▸ **Data for processing**:
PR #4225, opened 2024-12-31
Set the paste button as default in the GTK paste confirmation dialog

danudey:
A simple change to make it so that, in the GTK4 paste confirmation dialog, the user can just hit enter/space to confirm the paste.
* * *
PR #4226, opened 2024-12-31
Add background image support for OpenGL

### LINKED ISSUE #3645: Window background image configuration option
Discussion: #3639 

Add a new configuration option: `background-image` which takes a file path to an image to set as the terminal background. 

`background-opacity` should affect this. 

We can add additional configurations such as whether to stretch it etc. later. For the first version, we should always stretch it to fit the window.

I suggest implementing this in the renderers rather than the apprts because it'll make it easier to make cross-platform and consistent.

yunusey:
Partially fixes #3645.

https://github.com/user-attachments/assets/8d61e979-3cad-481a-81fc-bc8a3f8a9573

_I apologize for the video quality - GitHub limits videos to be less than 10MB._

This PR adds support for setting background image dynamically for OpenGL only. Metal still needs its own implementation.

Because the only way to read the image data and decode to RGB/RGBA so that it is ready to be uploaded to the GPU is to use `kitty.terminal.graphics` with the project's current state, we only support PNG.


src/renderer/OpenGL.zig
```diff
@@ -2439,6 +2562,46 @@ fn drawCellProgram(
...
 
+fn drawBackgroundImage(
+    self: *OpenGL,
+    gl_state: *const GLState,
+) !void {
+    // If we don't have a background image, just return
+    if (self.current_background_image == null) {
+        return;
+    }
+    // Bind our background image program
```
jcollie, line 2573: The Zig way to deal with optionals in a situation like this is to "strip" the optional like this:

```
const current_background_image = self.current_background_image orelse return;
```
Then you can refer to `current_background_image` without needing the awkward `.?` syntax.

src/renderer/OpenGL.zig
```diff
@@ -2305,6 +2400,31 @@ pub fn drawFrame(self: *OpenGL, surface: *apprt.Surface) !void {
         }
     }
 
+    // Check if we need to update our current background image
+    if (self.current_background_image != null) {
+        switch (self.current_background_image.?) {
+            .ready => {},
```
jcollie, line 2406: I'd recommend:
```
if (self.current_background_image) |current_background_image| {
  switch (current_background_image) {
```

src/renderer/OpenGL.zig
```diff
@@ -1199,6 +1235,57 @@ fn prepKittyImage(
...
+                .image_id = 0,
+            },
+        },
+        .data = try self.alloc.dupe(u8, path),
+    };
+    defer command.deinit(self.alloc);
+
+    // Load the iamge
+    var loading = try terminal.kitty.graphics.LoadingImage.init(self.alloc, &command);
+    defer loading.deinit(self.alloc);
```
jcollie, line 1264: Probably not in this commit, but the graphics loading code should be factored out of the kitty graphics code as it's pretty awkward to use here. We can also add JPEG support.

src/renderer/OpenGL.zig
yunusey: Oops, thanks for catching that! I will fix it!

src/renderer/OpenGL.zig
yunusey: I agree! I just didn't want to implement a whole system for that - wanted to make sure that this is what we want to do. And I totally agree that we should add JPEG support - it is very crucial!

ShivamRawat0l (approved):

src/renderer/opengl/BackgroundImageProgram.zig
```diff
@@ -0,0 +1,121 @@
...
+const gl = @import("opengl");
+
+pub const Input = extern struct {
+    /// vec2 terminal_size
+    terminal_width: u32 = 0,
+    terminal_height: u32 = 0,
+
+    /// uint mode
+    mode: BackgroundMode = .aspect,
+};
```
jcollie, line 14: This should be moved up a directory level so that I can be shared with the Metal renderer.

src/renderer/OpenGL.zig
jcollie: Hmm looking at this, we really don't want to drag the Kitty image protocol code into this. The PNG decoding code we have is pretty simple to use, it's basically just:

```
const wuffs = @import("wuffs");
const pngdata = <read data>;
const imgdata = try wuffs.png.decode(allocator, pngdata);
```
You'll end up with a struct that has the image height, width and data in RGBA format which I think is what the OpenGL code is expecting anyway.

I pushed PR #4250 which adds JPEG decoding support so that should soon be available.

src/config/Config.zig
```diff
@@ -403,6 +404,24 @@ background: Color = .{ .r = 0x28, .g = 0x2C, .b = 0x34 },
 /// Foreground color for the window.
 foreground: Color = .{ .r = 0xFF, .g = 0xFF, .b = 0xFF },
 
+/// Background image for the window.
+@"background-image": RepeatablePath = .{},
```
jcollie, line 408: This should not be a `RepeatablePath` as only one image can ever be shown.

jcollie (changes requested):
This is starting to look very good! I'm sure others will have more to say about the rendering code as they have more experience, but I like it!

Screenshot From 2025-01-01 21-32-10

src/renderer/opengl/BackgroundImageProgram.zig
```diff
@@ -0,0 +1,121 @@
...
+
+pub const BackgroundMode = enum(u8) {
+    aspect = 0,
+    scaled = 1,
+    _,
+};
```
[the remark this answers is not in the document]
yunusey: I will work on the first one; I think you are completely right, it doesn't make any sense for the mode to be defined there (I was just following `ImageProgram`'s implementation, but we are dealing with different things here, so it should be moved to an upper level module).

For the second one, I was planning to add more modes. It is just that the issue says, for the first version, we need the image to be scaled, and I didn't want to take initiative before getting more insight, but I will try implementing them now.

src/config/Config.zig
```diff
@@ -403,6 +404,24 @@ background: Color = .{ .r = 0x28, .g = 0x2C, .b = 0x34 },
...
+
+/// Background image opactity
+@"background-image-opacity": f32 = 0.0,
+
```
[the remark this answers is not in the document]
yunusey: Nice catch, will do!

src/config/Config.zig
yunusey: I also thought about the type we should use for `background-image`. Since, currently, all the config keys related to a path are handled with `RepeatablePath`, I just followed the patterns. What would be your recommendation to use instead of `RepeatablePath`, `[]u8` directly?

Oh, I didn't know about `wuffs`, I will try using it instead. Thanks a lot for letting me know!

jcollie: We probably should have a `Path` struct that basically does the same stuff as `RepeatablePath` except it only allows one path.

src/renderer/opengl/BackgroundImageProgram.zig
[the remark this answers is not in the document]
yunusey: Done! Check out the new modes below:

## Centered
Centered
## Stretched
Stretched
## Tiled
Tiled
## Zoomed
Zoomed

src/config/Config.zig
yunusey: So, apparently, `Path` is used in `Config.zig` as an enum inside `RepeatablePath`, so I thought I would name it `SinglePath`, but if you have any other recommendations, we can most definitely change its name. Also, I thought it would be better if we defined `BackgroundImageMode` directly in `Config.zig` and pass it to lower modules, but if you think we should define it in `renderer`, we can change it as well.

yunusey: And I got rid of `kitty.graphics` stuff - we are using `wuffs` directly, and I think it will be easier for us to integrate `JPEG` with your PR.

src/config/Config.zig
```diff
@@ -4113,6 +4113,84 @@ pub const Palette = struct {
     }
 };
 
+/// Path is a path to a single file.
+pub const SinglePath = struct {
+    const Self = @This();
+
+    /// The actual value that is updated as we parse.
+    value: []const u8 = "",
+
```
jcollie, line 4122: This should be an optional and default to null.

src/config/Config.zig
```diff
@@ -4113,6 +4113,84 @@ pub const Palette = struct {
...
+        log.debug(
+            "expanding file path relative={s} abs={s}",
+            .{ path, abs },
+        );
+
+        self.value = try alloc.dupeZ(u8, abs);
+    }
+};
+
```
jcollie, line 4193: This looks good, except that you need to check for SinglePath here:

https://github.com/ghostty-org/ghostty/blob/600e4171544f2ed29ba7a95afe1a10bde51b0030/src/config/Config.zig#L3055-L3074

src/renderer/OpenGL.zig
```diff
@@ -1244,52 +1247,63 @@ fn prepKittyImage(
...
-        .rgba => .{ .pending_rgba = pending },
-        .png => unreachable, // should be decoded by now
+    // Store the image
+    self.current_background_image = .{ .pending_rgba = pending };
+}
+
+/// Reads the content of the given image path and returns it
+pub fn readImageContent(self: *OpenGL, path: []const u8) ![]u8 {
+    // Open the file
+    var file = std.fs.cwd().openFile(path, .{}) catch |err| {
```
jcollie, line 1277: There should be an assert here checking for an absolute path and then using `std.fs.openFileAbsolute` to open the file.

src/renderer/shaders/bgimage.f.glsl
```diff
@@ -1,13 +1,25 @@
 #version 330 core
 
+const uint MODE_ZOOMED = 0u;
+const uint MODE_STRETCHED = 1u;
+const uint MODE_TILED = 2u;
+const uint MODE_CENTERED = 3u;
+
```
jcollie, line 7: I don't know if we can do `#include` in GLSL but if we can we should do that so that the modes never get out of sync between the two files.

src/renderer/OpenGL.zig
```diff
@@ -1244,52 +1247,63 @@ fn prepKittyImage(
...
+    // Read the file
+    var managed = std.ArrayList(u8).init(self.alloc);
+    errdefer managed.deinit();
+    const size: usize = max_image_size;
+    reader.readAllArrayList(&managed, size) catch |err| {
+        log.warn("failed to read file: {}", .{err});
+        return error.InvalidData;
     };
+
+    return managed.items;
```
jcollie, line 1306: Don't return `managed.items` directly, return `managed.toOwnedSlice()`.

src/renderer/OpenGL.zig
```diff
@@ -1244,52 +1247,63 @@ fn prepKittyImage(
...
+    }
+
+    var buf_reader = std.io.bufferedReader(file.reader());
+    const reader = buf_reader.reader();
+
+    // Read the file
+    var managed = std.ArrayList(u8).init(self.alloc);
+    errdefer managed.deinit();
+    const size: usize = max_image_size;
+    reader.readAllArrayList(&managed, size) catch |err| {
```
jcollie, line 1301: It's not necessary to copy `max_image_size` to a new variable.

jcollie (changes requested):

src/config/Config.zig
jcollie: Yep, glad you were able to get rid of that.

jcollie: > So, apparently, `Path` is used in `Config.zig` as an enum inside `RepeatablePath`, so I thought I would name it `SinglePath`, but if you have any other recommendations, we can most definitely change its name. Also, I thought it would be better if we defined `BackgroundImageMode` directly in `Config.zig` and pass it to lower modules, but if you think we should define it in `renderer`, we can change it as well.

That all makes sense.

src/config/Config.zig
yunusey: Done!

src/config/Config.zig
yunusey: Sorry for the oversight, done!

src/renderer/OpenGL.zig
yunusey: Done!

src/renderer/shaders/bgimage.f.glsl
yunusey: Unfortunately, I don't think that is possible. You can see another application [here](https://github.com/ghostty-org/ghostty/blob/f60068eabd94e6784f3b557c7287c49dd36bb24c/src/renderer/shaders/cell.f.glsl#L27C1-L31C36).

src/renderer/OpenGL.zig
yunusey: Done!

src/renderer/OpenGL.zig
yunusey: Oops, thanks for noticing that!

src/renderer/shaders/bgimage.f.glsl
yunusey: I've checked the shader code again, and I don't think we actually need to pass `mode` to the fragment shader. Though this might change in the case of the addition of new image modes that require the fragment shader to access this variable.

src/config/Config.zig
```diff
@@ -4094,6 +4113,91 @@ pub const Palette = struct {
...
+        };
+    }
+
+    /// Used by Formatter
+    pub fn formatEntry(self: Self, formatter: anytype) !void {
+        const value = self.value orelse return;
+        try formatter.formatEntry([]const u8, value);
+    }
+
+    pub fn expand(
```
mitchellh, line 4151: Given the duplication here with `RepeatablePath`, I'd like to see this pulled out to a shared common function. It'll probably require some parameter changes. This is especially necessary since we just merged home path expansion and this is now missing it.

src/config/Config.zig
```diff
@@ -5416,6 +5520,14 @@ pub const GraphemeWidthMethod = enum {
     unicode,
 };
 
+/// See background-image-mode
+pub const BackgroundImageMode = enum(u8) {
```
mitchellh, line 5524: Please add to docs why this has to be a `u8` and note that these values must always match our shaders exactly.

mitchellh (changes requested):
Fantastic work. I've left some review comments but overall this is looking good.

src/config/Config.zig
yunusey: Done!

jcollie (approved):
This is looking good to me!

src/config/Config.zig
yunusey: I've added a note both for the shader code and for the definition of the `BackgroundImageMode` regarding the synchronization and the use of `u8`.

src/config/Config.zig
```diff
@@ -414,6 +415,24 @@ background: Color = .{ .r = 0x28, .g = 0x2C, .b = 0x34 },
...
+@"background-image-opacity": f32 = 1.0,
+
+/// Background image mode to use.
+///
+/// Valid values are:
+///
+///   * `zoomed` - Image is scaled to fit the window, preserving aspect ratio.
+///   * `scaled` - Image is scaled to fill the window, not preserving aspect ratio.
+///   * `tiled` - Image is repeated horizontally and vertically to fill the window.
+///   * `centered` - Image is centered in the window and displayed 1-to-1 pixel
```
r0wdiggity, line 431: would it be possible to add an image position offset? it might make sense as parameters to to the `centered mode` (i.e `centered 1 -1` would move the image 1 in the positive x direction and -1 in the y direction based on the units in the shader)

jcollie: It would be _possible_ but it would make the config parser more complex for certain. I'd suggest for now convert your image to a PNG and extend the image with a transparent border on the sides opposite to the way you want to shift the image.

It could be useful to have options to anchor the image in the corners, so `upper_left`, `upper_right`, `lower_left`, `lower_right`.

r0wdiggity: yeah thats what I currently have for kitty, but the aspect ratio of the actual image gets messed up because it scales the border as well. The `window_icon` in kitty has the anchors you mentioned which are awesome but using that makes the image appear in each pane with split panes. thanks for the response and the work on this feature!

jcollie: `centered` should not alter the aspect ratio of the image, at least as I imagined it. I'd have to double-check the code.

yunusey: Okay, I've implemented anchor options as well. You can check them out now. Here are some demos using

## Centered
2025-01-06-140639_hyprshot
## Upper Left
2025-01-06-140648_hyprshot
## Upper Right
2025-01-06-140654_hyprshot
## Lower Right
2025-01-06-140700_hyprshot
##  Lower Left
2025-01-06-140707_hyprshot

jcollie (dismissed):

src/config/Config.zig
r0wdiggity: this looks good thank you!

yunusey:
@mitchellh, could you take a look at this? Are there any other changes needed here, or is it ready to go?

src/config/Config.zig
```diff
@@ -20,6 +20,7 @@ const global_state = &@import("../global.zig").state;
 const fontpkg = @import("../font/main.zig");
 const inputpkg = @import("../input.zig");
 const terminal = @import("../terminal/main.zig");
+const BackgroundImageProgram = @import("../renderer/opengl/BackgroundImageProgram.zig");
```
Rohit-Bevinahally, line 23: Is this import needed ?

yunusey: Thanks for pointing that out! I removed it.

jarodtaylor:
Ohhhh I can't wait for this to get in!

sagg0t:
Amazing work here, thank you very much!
...
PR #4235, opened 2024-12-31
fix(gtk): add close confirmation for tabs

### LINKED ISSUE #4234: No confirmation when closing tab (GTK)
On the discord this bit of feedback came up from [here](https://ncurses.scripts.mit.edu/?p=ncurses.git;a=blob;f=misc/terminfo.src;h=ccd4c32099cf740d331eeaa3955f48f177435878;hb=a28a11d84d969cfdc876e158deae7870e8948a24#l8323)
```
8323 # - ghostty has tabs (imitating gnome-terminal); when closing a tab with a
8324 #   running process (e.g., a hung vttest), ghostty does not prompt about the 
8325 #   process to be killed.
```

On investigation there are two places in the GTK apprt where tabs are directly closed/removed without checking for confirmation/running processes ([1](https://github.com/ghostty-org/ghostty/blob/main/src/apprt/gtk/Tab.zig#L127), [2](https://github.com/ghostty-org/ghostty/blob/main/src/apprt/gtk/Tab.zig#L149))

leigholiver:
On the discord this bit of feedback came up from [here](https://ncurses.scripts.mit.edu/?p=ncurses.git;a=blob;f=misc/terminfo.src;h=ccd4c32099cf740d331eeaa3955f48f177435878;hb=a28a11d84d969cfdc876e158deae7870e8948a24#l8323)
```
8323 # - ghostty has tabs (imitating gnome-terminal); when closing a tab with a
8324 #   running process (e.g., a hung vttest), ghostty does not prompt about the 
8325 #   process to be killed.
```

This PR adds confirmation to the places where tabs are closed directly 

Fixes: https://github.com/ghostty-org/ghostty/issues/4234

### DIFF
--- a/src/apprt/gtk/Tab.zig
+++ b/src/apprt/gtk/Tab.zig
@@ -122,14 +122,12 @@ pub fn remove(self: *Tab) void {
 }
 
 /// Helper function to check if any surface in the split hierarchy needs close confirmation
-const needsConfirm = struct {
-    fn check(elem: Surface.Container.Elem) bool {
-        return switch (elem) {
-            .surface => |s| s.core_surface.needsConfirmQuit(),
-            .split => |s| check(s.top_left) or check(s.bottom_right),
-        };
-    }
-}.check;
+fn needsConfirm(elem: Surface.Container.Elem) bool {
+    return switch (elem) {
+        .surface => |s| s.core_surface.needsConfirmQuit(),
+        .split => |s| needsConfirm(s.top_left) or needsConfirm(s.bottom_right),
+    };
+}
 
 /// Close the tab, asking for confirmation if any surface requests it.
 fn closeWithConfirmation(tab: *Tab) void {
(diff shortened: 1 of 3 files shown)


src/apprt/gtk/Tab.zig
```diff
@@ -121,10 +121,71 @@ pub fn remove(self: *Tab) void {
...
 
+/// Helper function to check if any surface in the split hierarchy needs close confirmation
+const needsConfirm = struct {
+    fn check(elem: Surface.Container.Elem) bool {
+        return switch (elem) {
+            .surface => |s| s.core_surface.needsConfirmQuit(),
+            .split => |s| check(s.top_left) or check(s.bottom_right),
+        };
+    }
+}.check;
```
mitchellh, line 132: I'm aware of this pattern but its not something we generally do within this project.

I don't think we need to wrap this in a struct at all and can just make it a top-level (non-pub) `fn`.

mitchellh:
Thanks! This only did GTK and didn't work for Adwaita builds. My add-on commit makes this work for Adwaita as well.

▸ **Exercise description**: The reply should consist solely of the lines above from the one that has "PR #4225, opened 2024-12-31" through the one that has "A simple change", reproduced exactly.

▸ **Task solution**:
PR #4225, opened 2024-12-31
Set the paste button as default in the GTK paste confirmation dialog

danudey:
A simple change to make it so that, in the GTK4 paste confirmation dialog, the user can just hit enter/space to confirm the paste.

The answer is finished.